◆ What is being asked:
Only an exact repetition of the lines from the one that holds "Add support for the folder-rename popup" to the end of the records is wanted.

◆ Data supplied:
Issue #1526, opened 2019-09-13
Add support for the folder-rename popup


3v1n0:
It has been introduced recently by GNOME shell upstream ([MR](https://gitlab.gnome.org/GNOME/gnome-shell/merge_requests/675/diffs#diff-content-d27519967b4ac5df7ae7d6279de3e5ec655a72bf), will be part of 3.34.2)

Adding this should be enough:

◆ Solution:
Add support for the folder-rename popup


3v1n0:
It has been introduced recently by GNOME shell upstream ([MR](https://gitlab.gnome.org/GNOME/gnome-shell/merge_requests/675/diffs#diff-content-d27519967b4ac5df7ae7d6279de3e5ec655a72bf), will be part of 3.34.2)

Adding this should be enough:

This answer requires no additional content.